Romancing The Cloudscape

Already, many software-as-a-service (SaaS) applications have shown they play to smaller companies' needs. "The promise of the cloud right now is really around low-cost, high reliability, commoditized applications," says Rob Koplowitz, an analyst at Cambridge, Mass.-based Forrester Research. But, he notes, commoditized applications have a downside: Cloud-based technology "is going to be heavily generic," Koplowitz says, meaning that companies could end up with the exact same software as their competitors.

But for small and midsize businesses, building bespoke enterprise applications turbocharged for market domination is not a huge concern like that of larger enterprises -- think Unilever battling it out with Procter & Gamble. In contrast, smaller companies prefer to treat IT not as skunk works, but as plain old plumbing. "Smaller companies really just want this stuff to work," Koplowitz says. And that's a perfect role for cloud computing.

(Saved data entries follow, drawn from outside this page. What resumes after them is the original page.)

PR #1673, opened 2019-05-27
fix: Update check-in system to work properly

### LINKED ISSUE #1672: Check-in mechanism not working properly
**Describe the bug**
Attendee IDs are 0 due to which the check-in system is not functioning properly.

**GIF**
ezgif com-video-to-gif (78)

- [x] Yes
- [ ] No

ShridharGoel:
Fixes #1672 

Checklist:

Changes: 

- Proper attendee IDs are being set.
- Attendee check-in status gets updated after scanning.

### DIFF
--- a/app/src/main/java/com/eventyay/organizer/core/attendee/list/AttendeesFragment.java
+++ b/app/src/main/java/com/eventyay/organizer/core/attendee/list/AttendeesFragment.java
@@ -158,8 +158,8 @@ public class AttendeesFragment extends BaseFragment<AttendeesPresenter> implemen
         } else {
             fastItemAdapter.withComparator((Attendee a1, Attendee a2) -> a1.getFirstname().compareTo(a2.getFirstname()), true);
         }
-        fastItemAdapter.setNewList(getPresenter().getAttendees());
-        binding.setVariable(BR.attendees, getPresenter().getAttendees());
+        fastItemAdapter.setNewList(attendeeList);
+        binding.setVariable(BR.attendees, attendeeList);
         binding.executePendingBindings();
     }
 
@@ -182,7 +182,6 @@ public class AttendeesFragment extends BaseFragment<AttendeesPresenter> implemen
         setupRefreshListener();
         setupRecyclerView();
         getPresenter().attach(eventId, this);
-        binding.setAttendees(getPresenter().getAttendees());
         getPresenter().start();
     }
 
--- a/app/src/main/java/com/eventyay/organizer/core/attendee/list/AttendeesFragment.java
+++ b/app/src/main/java/com/eventyay/organizer/core/attendee/list/AttendeesFragment.java
@@ -294,8 +294,14 @@ public class AttendeesFragment extends BaseFragment<AttendeesPresenter> implemen
             refreshLayout.setRefreshing(false);
             attendeeList.clear();
             getPresenter().loadAttendeesPageWise(FIRST_PAGE, true);
-            fastItemAdapter.setNewList(attendeeList);
         });
+    }
+
+    @Override
+    public void onResume() {
+        super.onResume();
+        attendeeList.clear();
+        getPresenter().loadAttendeesPageWise(FIRST_PAGE, false);
     }
 
     // View Implementation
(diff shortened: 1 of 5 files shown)


iamareebjamal:
Please summarize the changes and explain why it wasn't working and how you fixed it

ShridharGoel:
The `getAttendeesPagewise()` method fetches the list at a particular page and appends it to the earlier list which was fetched till then. So, the `updateLocal()` method wasn't taking the correct list, it was using `attendeesList` in the presenter which had the list of attendees of just one page and not the complete list. So, I have created `getAttendeeList()` in AttendeesFragment and replaced `attendeeList` with `getView().getAttendeeList()` in AttendeesPresenter.

Apart from this, after scanning, the list was not updating until refreshed. Therefore, I've added this in the ScanQRPresenter:
```
attendee.isCheckedIn = !attendee.isCheckedIn;
        attendeeRepository.scheduleToggle(attendee)
            .subscribe(() -> {
                // Nothing to do
            }, Logger::logError);
```

ShridharGoel:
One issue that still exists: The attendee IDs do not update when the fragment is opened for the first time. After refreshing once, the correct values show. This is because the attendees are not getting stored in the local database until refreshed once. Although we are shifting to Room and that would probably fix this, but I think this needs to be fixed right now. So, I'm working on it. 
@iamareebjamal Please tell if you have any suggestions on this.

iamareebjamal:
I'm not able to understand why this part was needed

```java
attendeeRepository.scheduleToggle(attendee)
    .subscribe(() -> {
        // Nothing to do
    }, Logger::logError);
```

ShridharGoel:
> I'm not able to understand why this part was needed
> 
> ```java
> attendeeRepository.scheduleToggle(attendee)
>     .subscribe(() -> {
>         // Nothing to do
>     }, Logger::logError);
> ```

To update the attendee in the local DB?

```
@NonNull
    public Completable scheduleToggle(Attendee attendee) {
        return repository
            .update(Attendee.class, attendee)
            .concatWith(completableObserver -> {
                AttendeeCheckInWork.scheduleWork();
                if (!repository.isConnected())
                    completableObserver.onError(new Exception("No network present. Added to job queue"));
            })
            .subscribeOn(Schedulers.io());
    }
```

ShridharGoel:
`attendee.isCheckedIn = !attendee.isCheckedIn;`

This is not needed since it is being handled here:
```
if (toCheckIn) {
            getView().showMessage(
                attendee.isCheckedIn ? R.string.already_checked_in : R.string.now_checked_in,
                true
            );
            attendee.isCheckedIn = true;
        } else if (toCheckOut) {
            getView().showMessage(
                attendee.isCheckedIn ? R.string.now_checked_out : R.string.already_checked_out,
                true
            );
            attendee.isCheckedIn = false;
        }
```

iamareebjamal:
But it was working before without it. Why is it needed now?

ShridharGoel:
> But it was working before without it. Why is it needed now?

Wasn't working, the attendee status did not change until the list is refreshed.

iamareebjamal:
Again, before the pagination changes, it was working. You can check in the old APK. It means this was triggered somewhere else as well. Please check the reason why it stopped working

ShridharGoel:
Okay, checking it.

ShridharGoel:
Scanning is working as expected. Earlier, I think I was pressing the back button quickly after scanning to go back to the list so maybe that was the reason of the list not showing updated changes or maybe it could have been because of internet connectivity issue. Reverted the changes in ScanQRPresenter.

There was an issue because of which on loading second and further pages, the data of the earlier page was getting deleted from the local DB, due to which attendee IDs started showing as 0 for the earlier pages. Updated the AttendeeRepositoryImpl to fix this.

ShridharGoel:
> One issue that still exists: The attendee IDs do not update when the fragment is opened for the first time. After refreshing once, the correct values show. This is because the attendees are not getting stored in the local database until refreshed once. Although we are shifting to Room and that would probably fix this, but I think this needs to be fixed right now. So, I'm working on it.
> @iamareebjamal Please tell if you have any suggestions on this.

This is also fixed.

PR #1690, opened 2019-06-04
fix: Set latitude and longitude on event creation

### LINKED ISSUE #1689: Event map remains blank for events created through app
**Describe the bug**
Latitude and longitude details of the location entered by the user remain unavailable due to which maps are shown as blank.

- [x] Yes
- [ ] No

ShridharGoel:
Fixes #1689


app/src/main/java/com/eventyay/organizer/core/event/create/CreateEventViewModel.java
```diff
@@ -149,6 +153,15 @@ public void createEvent() {
 
         nullifyEmptyFields(event);
 
+        if (event.getLocationName() != null) {
+
+            double latitude = LocationUtils.getLatitude(OrgaProvider.context, event.getLocationName());
+            double longitude = LocationUtils.getLongitude(OrgaProvider.context, event.getLocationName());
```
iamareebjamal: Why are you using geocoder twice when you should only once

ShridharGoel:
> Use a map picker than this please

@iamareebjamal It is already there but hidden because Google Places API key needs to be added.

iamareebjamal:
OK, I'll add that. You verify that it's working on your personal jey

ShridharGoel:
@iamareebjamal The code seems good to me. I couldn't verify it since using Places API key requires to set up billing.

iamareebjamal:
It allows 1 query per day for free

ShridharGoel:
Yes, but it still requires to set up billing before using. I had generated a key and tried using it but the map opens and then closes instantly and logs show: 
`Places API for Android does not seem to be enabled for your app.`

Screenshot from 2019-06-05 00-40-18

iamareebjamal:
OK, I'll give you a key on personal chat on gitter tomorrow

ShridharGoel:
@iamareebjamal Place Picker is deprecated and cannot be used now: https://stackoverflow.com/a/55524719

Should we use Places Autocomplete instead?

mariobehling:
No need for autocompletion right now. We can come back to it later. Just lat and lon are important.

ShridharGoel:
@mariobehling #1737 fixes this. Hence, this can be closed.

PR #1694, opened 2019-06-05
feat: Implement notifications section

### LINKED ISSUE #1693: Add notifications section
**Describe the feature you'd like**
List of notifications.

- [x] Yes
- [ ] No

ShridharGoel:
Fixes #1693 

Notifications


app/src/main/java/com/eventyay/organizer/data/db/configuration/OrgaDatabase.java
```diff
@@ -310,4 +311,20 @@ public void onPreMigrate() {
         }
     }
 
+    @Migration(version = 20, database = OrgaDatabase.class)
```
liveHarshit: `version = VERSION`

ShridharGoel: Wouldn't it be better to keep it like this only since when migrating to the next version we'll have to change this again? Because older versions are not removed.

iamareebjamal: `version = VERSION` is wrong. Migrations will never run correctly if written that way

iamareebjamal:
Remove divider

ShridharGoel:
> Remove divider

Done.

PR #1699, opened 2019-06-07
chore: Add 'Use another URL' button for base URL

### LINKED ISSUE #1698: Add 'Use another URL' option instead of current checkbox system for base URL
**Describe the chore**
Currently, when the user unticks the checkbox, a field to enter another base URL comes up.

Instead of the checkbox, the default URL should be there along with an option to use another URL.

- [x] Yes
- [ ] No

ShridharGoel:
Fixes #1698 

GIF for the change:

Use another URL


ShridharGoel:
@mariobehling The production app always uses `api.eventyay.com`. These settings are only for the debug app. 

> 2. open-event-api... -> delete it. Don't show it! And use eventyay.com.

Yes, this will done in #1700. I'll open a PR by tonight.

PR #1708, opened 2019-06-11
fix: Retain 'Use picker' checkbox state on screen rotation

### LINKED ISSUE #1578: User Picker in EventDetailStepOne is not retained after rotating screen
**Describe the bug**
In EventDetailStepOne, when a "user picker" CheckBox is ticked while the other is not, rotating the screen will make both of them get ticked or not ticked together.

Besides, the screenshot below also shows that a toast message is always displayed whenever screen rotates

**Screenshots**

**Additional context**
This is probably caused because we includes the CheckBox in the view with same id so Android automatically retain the current state of one CheckBox for both of them

No

ShridharGoel:
Fixes #1578


mariobehling:
Your build is failing. Please resolve travis.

"Just working" means that running in the cloud can help companies avoid software development and maintenance hassles. For example, Author Solutions, a Bloomington, Ind.-based provider of publishing services with 400 employees, is in the process of consolidating its multiple offerings -- iUniverse, AuthorHouse, and Wordclay, each of which has its own front-end platform and sales management system -- onto a single, cloud-based platform. "We're in the business of helping authors realize their publishing dreams. We don't want to have to be in the software business," says Keith Ogorek, director of marketing. "By using a platform such as Salesforce's Force.com, it allows us to focus on optimizing our business ... and to react more quickly to new market opportunities."